PR #61, opened 2018-07-18
FFT for N=3^k points

zbmorrow:
This branch implements an O(N log N) recursive FFT for N_d=3^{k_d} points in each direction. I've compared the outputs of this FFT for 2 and 3 dimensions against MATLAB and the FFTW library.


mkstoyanov:
* this needs a discussion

Problem statement:
Would you please copy the lines above, from the one holding "FFT for N=3^k points" through the last, and nothing else?

Response to the exercise:
FFT for N=3^k points

zbmorrow:
This branch implements an O(N log N) recursive FFT for N_d=3^{k_d} points in each direction. I've compared the outputs of this FFT for 2 and 3 dimensions against MATLAB and the FFTW library.


mkstoyanov:
* this needs a discussion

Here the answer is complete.